Comparing the difference in change in repeated measures ordinal variables between two groups

I have two groups of patients, those with (OSA) and those without (nOSA) sleep apnoea. Patients were scheduled to undergo a surgical procedure (Sx). Each patient completed a type of quality of life survey before (pre-Sx) and after (post-Sx) surgery. Each question in the quality of life survey is scored 0, 1, 2, 3 (with 0 being the "best" and 3 being the "worst").

I want to find answer a specific question, but am unsure which test is most appropriate - Was the change in quality of life (change in the ordinal variable) following the surgery different for OSA versus nOSA patients? We suspect that the OSA group has a greater change in quality of life after surgery, compared with the nOSA group.

So I need some kind of test which can compare the change in the distribution of the scores between the two groups?

Or would it make sense to some kind of multivariate analysis and use "OSA/nOSA" as a variable and see if it significantly contributes to the change in quality of life after surgery. Could I do a multivariate regression model of some kind?

Using SPSS...

Any insights most welcome!

• Summated scale scores from health-related quality of life questionnaires are generally treated as numerical variables, so that parametric and non-parametric tests for continuous data are used. If, on the contrary, you are interested in responses to a particular Likert-type item, then treating those responses as ordinal make sense (although many authors would still rely on statistical tests for continuous data, provided the distribution of responses does not exhibit a high skewness). – chl Sep 28 '14 at 19:22
• I would strongly advise against treating ordinal data as numeric on an interval or ratio scale. It's a hack, and just because it's commonly done doesn't make it valid. You should look into ordinal mixed regression, which handles the repeated-measures design nicely. Beware that this will take you some time to get acquainted to, as both the theory and the correct model specification can be difficult to grasp at first. – coanil Sep 29 '14 at 12:10
• Your design seems to be quite simple. There is one fixed between-group factor (OSA vs nOSA) and one fixed repeated-measures factor (pre-Sx vs post-Sx). The model is Y = RMfactor + BGfactor + RMfactor*BGfactor where the significance of the last term, the interaction, is what interests you. The only dilemma is whether to treat Y as interval or as ordinal. If interval - simply use linear model (usual ANOVA). If ordinal - use generalized linear model (in a form of GEE, "generalized estimating equations") with cumulative logit or probit link function (i.e. "ordinal ANOVA"). – ttnphns Sep 30 '14 at 2:31

If you are familiar with ordinal logistic regression models and mixed-effects models with lmer in the lme4 package in R, you may want to check out the clmm (cumulative link mixed models) function in the ordinal package. This function, built on lmer, may prove especially useful if you have covariates to control for.
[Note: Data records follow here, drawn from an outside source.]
PR #1176, opened 2019-05-10
Avoid coping EditorPlugin for Unity 2019.2+

van800:
Merge only after com.unity.ide.rider with corresponding changes lands

### DIFF
--- a/rider/src/main/resources/META-INF/plugin.xml
+++ b/rider/src/main/resources/META-INF/plugin.xml
@@ -139,9 +139,6 @@
         <action id="ShowUnityLogInRiderAction"
                 class="com.jetbrains.rider.plugins.unity.actions.ShowUnityLogInRiderAction"
                 text="Show Unity Log Window" />
-        <action id="InstallEditorPluginAction"
-                class="com.jetbrains.rider.plugins.unity.actions.InstallEditorPluginAction"
-                text="Install Unity Editor Plugin" />
       </group>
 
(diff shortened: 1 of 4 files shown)


SugoiDev:
Is `com.unity.ide.rider` 1.0.7 unreleased? I only see up to 1.0.6 (even in [bintray](https://bintray.com/unity/unity-staging/com.unity.ide.rider))

van800:
Not yet. Should appear in a couple of days.

van800:
1.0.7 is available on staging!

rider/src/main/resources/META-INF/plugin.xml
```diff
@@ -184,6 +181,10 @@
             use-shortcut-of="ShowIntentionActions">
       <add-to-group group-id="SolutionExplorerPopupMenu" anchor="last" />
     </action>
+
+    <action id="InstallEditorPluginAction"
+            class="com.jetbrains.rider.plugins.unity.actions.InstallEditorPluginAction"
+            text="Install Unity Editor Plugin" />
```
citizenmatt: Would it be better to leave this plugin where it was, but add some logic in `update` to hide it if Unity is 2019.2+? So it would still be available for older versions of Unity, but hidden when it's not needed.

van800: Someone from the test team told me that this action is confusing and is not actually useful for anyone. I started to think about that and decided to remove it from the Menu.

I suppose this answer may be more relevant to Brian's problem than that of @user45094; I am not sure if SPSS has something like cumulative link mixed models.

I believe the Wilcoxon signed-rank test is the one that fits your situation the best. Check here or reference [1] for more detailed explanation about the test.

The Wilcoxon signed-rank test is used to compare two paired samples when data are either interval scale but assumptions for the paired t-test (normality of within-pair differences) are not satisfied or ordinal (ranked) scale. The hypothesis being tested is whether the median difference is zero (as opposed to mean difference in the paired t-test). [1]

Moreover, one assumption about the test is that "the distribution of the differences between the two related groups (i.e., the distribution of differences between the scores of both groups of the independent variable; for example, the reaction time in a room with "blue lighting" and a room with "red lighting") needs to be symmetrical in shape" [2]

If the above assumption doesn't hold in your real data, another suitable test is the Sign test [3]

The reference [2] and [3] are tutorials of using SPSS to conduct the two tests, which I think exactly fits your case.You can find the step-by-step explanations through the two links.

Hope this helps.

Reference:

[1] Evie McCrum-Gardner, 2008, "Which is the correct statistical test to use?"